Interview mit Baustadtrat Kirchner (Teil 3): „Eine Kiste ist kein Denkmal“

Von | 26. Januar 2014
Sogenante Lisenen wurden auf die Fassade geschraubt

Er gilt als durchsetzungsstark, bürgernah und streitbar: Pankows Grüner Stadtrat Jens-Holger Kirchner. Als damaliger Chef des Ordnungsamtes hat er die Smileys für Restaurants eingeführt. Seit 2011 ist er Stadtrat für Stadtentwicklung und damit zuständig für fast alle Auswirkungen, die das starke Bevölkerungswachstum in Pankow mit sich bringt. Im Florakiez streitet er mit Investoren um Baugenehmigungen, verbietet Luxussanierungen und kümmert sich um Zebrastreifen.
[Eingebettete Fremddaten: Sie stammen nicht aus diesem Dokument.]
Issue #4888, opened 2022-04-30
.dockstore.yml authorship + WDL meta authorship = 200% workflow authorship


aofarrel:
**Describe the bug**
Dockstore thinks I wrote [assoc-aggregate](https://dockstore.org/workflows/github.com/DataBiosphere/analysis_pipeline_WDL/assocation-aggregate-wdl:update-dockstore.yml?tab=info) twice. 

<img width="941" alt="author" src="https://user-images.githubusercontent.com/27784612/166086526-00abfb5c-2f60-43a9-be0c-c5389d6cc56b.png">

**To Reproduce**
1. Have a .dockstore.yml without authorship information describe a WDL with authorship information via meta{}
2. Observe that data is pulled into the Dockstore entry
3. [Add ORCID information to the .dockstore.yml](https://github.com/DataBiosphere/analysis_pipeline_WDL/commit/d18d3e922b5b838b4181ef22eb80a03ed49ebdd6)
4. Instantly double your workflow authorship

**Expected behavior**
When the name of a workflow author matches the name on a .dockstore.yml for a workflow, pick one or the other to display. This won't cover every situation, such as if I had put my legal name as my ORCID name, but it would cover some situations.

**Additional context**
See also https://github.com/dockstore/dockstore/issues/286 and https://github.com/dockstore/dockstore/issues/4621

[Webservice](https://github.com/dockstore/dockstore/releases/tag/1.12.0) - 1.12.0
[UI](https://github.com/dockstore/dockstore-ui2/releases/tag/2.9) - 2.9
[Compose Setup](https://github.com/dockstore/compose_setup/releases/tag/1.12.0-rc.1) - 1.12.0-rc.1
[Deploy](https://github.com/dockstore/dockstore-deploy/releases/tag/1.12.3) - 1.12.3

┆Issue is synchronized with this [Jira Story](https://ucsc-cgl.atlassian.net/browse/DOCK-2164)
┆fixVersions: Dockstore 1.12.x
┆friendlyId: DOCK-2164
┆sprint: 87 Octocat
┆taskType: Story

kathy-t:
This bug occurs with a CWL workflow as well. The expected behaviour when I implemented it is the following:
1. If the .dockstore.yml specifies an author, then only the .dockstore.yml's authors should be taken into consideration.

2. If there's no .dockstore.yml, then the author would be taken from the descriptor.

[...]

PR #4914, opened 2022-05-19
Fix duplicate authors

kathy-t:
**Description**
The problem was that the .dockstore.yml authors weren't overriding the descriptor authors properly in the scenario where the .dockstore.yml only contained ORCID authors, resulting in a version with .dockstore.yml authors and descriptor authors. The expected behaviour is that descriptor authors are ignored if there are .dockstore.yml authors present.

From first glance, the fix would've been to also check whether `version.getOrcidAuthors` was empty before adding descriptor authors to the version in the language handlers. I realized that the existing logic wasn't working as expected because it assumes that `version.getAuthors` only contains non-ORCID .dockstore.yml authors, which isn't true because it can also contain descriptor authors.

This PR moves the "overriding" logic outside out the workflow language handlers. It lets the handlers add descriptor authors to the version if they exist, then later on, we replace the version authors with .dockstore.yml authors if they're present. I think this is a cleaner way to do it because the language handlers don't need to worry about figuring out if they should add descriptor authors.

Cherry-picked https://github.com/dockstore/dockstore/commit/a812a8e3bf3fda0aeb4da3674d85f5557783d735, https://github.com/dockstore/dockstore/commit/7b6c7a7861146cd8420746b0501fd9c5b0dd9cd8, and https://github.com/dockstore/dockstore/commit/6a603b14196d7de5bc7b128fb6472ae7704ca44b to the hot fix branch to fix failing tests

**Issue**
#4888 


dockstore-webservice/src/main/java/io/dockstore/webservice/languages/WDLHandler.java
```diff
@@ -177,8 +177,8 @@ public Version parseWorkflowContent(String filepath, String content, Set<SourceF
                     }
                 });
 
-                // Add authors from descriptor if there are no .dockstore.yml authors
-                if (!newAuthors.isEmpty() && version.getAuthors().isEmpty()) {
+                // Add authors from descriptor
+                if (!newAuthors.isEmpty()) {
```
svonworl, line 181: This `if` is implied by the enclosed `for`, it can be deleted.

svonworl (approved):

svonworl:
I like this PR, it's a nice, globally-oriented, forward-looking improvement.  IMHO, in general, the language handlers should care as little about the contents of `.dockstore.yml` as possible.

coverbeck (approved):
I have broader concerns about authorship, but they shouldn't derail this PR, which does what it intends.

FYI: My broader concern is I'm not sure if we should (always) be prioritizing the .dockstore.yml author over the source code and GitHub user/author. But like I say, I think this fine for now.

kathy-t:
I had to cherry-pick some things from develop to the hotfix branch for the tests to pass (see updated PR for the cherry-picked commits).

svonworl (approved):

coverbeck (approved):

PR #4915, opened 2022-05-20
Add pattern validation for /metadata/runner_dependencies (#SEAB-3980)

amarjandu:
**Description**
This PR adds pattern validation for the query parameter `client_version` on the endpoint
`/metadata/runner_dependencies`.

**Issue**
SEAB-3980

### DIFF
--- a/dockstore-common/src/main/java/io/dockstore/common/PipHelper.java
+++ b/dockstore-common/src/main/java/io/dockstore/common/PipHelper.java
@@ -6,6 +6,7 @@ import java.util.Arrays;
 import java.util.HashMap;
 import java.util.List;
 import java.util.Map;
+import java.util.regex.Pattern;
 
 /**
  * @author gluu
@@ -13,6 +14,9 @@ import java.util.Map;
  */
 public final class PipHelper {
     public static final String DEV_SEM_VER = "development-build";
+
+    // If changing the value below, search for cases where the compiled string is used in-place of the attribute.
+    public static final Pattern SEM_VER_PATTERN = Pattern.compile(String.format("^(\\d+)\\.(\\d+)\\.(\\d+)$|(^%s$)", DEV_SEM_VER));
 
     private PipHelper() { }
 
@@ -68,5 +72,14 @@ public final class PipHelper {
             pipDepMap.put(key, mapValue);
         });
         return pipDepMap;
+    }
+
+    /**
+     * Validates a string that represents a semantic version.
+     * @param semVer String representing a semantic version.
+     * @return true if the semantic version is valid else false.
+     */
+    public static boolean validateSemVer(String semVer) {
+        return Pattern.matches(SEM_VER_PATTERN.pattern(), semVer);
     }
 }
--- a/dockstore-common/src/main/java/io/dockstore/common/PipHelper.java
+++ b/dockstore-common/src/main/java/io/dockstore/common/PipHelper.java
@@ -14,9 +14,8 @@ import java.util.regex.Pattern;
  */
 public final class PipHelper {
     public static final String DEV_SEM_VER = "development-build";
-
-    // If changing the value below, search for cases where the compiled string is used in-place of the attribute.
-    public static final Pattern SEM_VER_PATTERN = Pattern.compile(String.format("^(\\d+)\\.(\\d+)\\.(\\d+)$|(^%s$)", DEV_SEM_VER));
+    public static final String SEM_VER_STRING = "(^(\\d+)\\.(\\d+)\\.(\\d+)$)|(^" + DEV_SEM_VER + "$)";
+    public static final Pattern SEM_VER_PATTERN = Pattern.compile(SEM_VER_STRING);
 
     private PipHelper() { }
 
@@ -80,6 +79,6 @@ public final class PipHelper {
      * @return true if the semantic version is valid else false.
      */
     public static boolean validateSemVer(String semVer) {
-        return Pattern.matches(SEM_VER_PATTERN.pattern(), semVer);
+        return SEM_VER_PATTERN.matcher(semVer).matches();
     }
 }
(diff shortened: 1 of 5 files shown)


dockstore-webservice/src/main/java/io/dockstore/webservice/resources/MetadataResource.java
```diff
@@ -274,7 +274,7 @@ private String getRSS() {
         schema = @Schema(implementation = String.class)))
     @ApiOperation(value = "Returns the file containing runner dependencies.", response = String.class)
     public Response getRunnerDependencies(
-            @Parameter(name = "client_version", description = "The Dockstore client version")
+            @Parameter(name = "client_version", description = "The Dockstore client version", schema = @Schema(pattern = "(^(\\d+)\\.(\\d+)\\.(\\d+)$)|(^development-build$)"))
```
amarjandu, line 277: This could also be an enumeration of valid values, but then it would need to be updated with every release.

denis-yuen, line 277: this being below

dockstore-common/src/main/java/io/dockstore/common/PipHelper.java
```diff
@@ -14,6 +15,9 @@
 public final class PipHelper {
     public static final String DEV_SEM_VER = "development-build";
 
+    // If changing the value below, search for cases where the compiled string is used in-place of the attribute.
+    public static final Pattern SEM_VER_PATTERN = Pattern.compile(String.format("^(\\d+)\\.(\\d+)\\.(\\d+)$|(^%s$)", DEV_SEM_VER));
```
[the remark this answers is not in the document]
amarjandu: I'd rather remove the special-cases.

Screen Shot 2022-06-01 at 9 33 33 AM

Yeah I tried inline the constant here. I guess in the example above the pattern is constant but perhaps the return from `.pattern()` or `toString()` is not...

Screen Shot 2022-06-01 at 9 41 56 AM

Not sure at all why the alert for the attempt above, any advise?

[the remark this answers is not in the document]
coverbeck: > Not sure at all why the alert for the attempt above, any advise?

You can't call a method there.

dockstore-common/src/main/java/io/dockstore/common/PipHelper.java
```diff
@@ -69,4 +73,13 @@ public static Map<String, String> convertPipRequirementsStringToMap(String pipRe
...
         return pipDepMap;
     }
+
+    /**
+     * Validates a string that represents a semantic version.
+     * @param semVer String representing a semantic version.
+     * @return true if the semantic version is valid else false.
+     */
+    public static boolean validateSemVer(String semVer) {
+        return Pattern.matches(SEM_VER_PATTERN.pattern(), semVer);
```
coverbeck, line 83: SEM_VER_PATTERN is already the compiled pattern, you're unnecessarily getting the precompiled pattern and recompiling it. Just `return SEM_VER_PATTERN.matches(semVer);` should do it.

dockstore-webservice/src/main/java/io/dockstore/webservice/resources/MetadataResource.java
coverbeck, line 277: Could you please update the description to include an example and/or say the expected format? Until looking at your PR, I would have assumed `1.12` would have been valid input for this call. Even though you now have an error message, it would still be useful.

dockstore-webservice/src/main/java/io/dockstore/webservice/resources/MetadataResource.java
```diff
@@ -287,6 +287,9 @@ public Response getRunnerDependencies(
             return Response.noContent().build();
         }
         boolean unwrap = !("json").equals(output);
+        if (!PipHelper.validateSemVer(clientVersion)) {
+            throw new CustomWebApplicationException("Invalid client version: " + clientVersion + ". Must match pattern: " + PipHelper.SEM_VER_PATTERN.pattern(), HttpStatus.SC_BAD_REQUEST);
```
coverbeck, line 291: I'm not sure our all our users will know regexes (and I often have to refresh myself if it's a non-trivial expression), so a more user-friendly message might be nice.

dockstore-common/src/main/java/io/dockstore/common/PipHelper.java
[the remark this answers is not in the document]
svonworl: > Not sure at all why the alert for the attempt above, any advise?

The values for attributes of Java annotations are evaluated at compile time, so they must be constants.  The value (`String.format(...`) assigned to static field `SEM_VER_STRING` is calculated by the static initializer at run time, so the compile barfs.

dockstore-webservice/src/main/java/io/dockstore/webservice/resources/MetadataResource.java
```diff
@@ -287,6 +287,10 @@ public Response getRunnerDependencies(
             return Response.noContent().build();
         }
         boolean unwrap = !("json").equals(output);
+        if (!PipHelper.validateSemVer(clientVersion)) {
+            throw new CustomWebApplicationException(String.format("Invalid value for client version: `%s`. Value must be like `1.13.0`)", clientVersion, PipHelper.SEM_VER_STRING),
```
coverbeck, line 291: You no longer need the `PipHelper.SEM_VER_STRING` parameter. 

I'm not 100% sold on  `Value must be like 1.13.0`, but I can't think of a better alternative that's not overly verbose.

coverbeck (approved):

denis-yuen (approved):

dockstore-webservice/src/main/java/io/dockstore/webservice/resources/MetadataResource.java
denis-yuen: Haven't, but it seems worth a look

florakiez.de: Das Ärztehaus mit der umstrittenen Fassade am Garbátyplatz ist ein Konflikt, der Sie lange beschäftigt hat. Nun wurde die Fassade mit silbernen und goldenen Dreiecken aufgehübscht. Wie gefällt Ihnen das Ergebnis?

Jens- Holger Kirchner: Naja, das ist jetzt so. Das hat ein bisschen was von den 60er-Jahren. Aber besser als vorher, finde ich.

Ist der Konflikt mit dem Investor Merz Objektbau damit beigelegt?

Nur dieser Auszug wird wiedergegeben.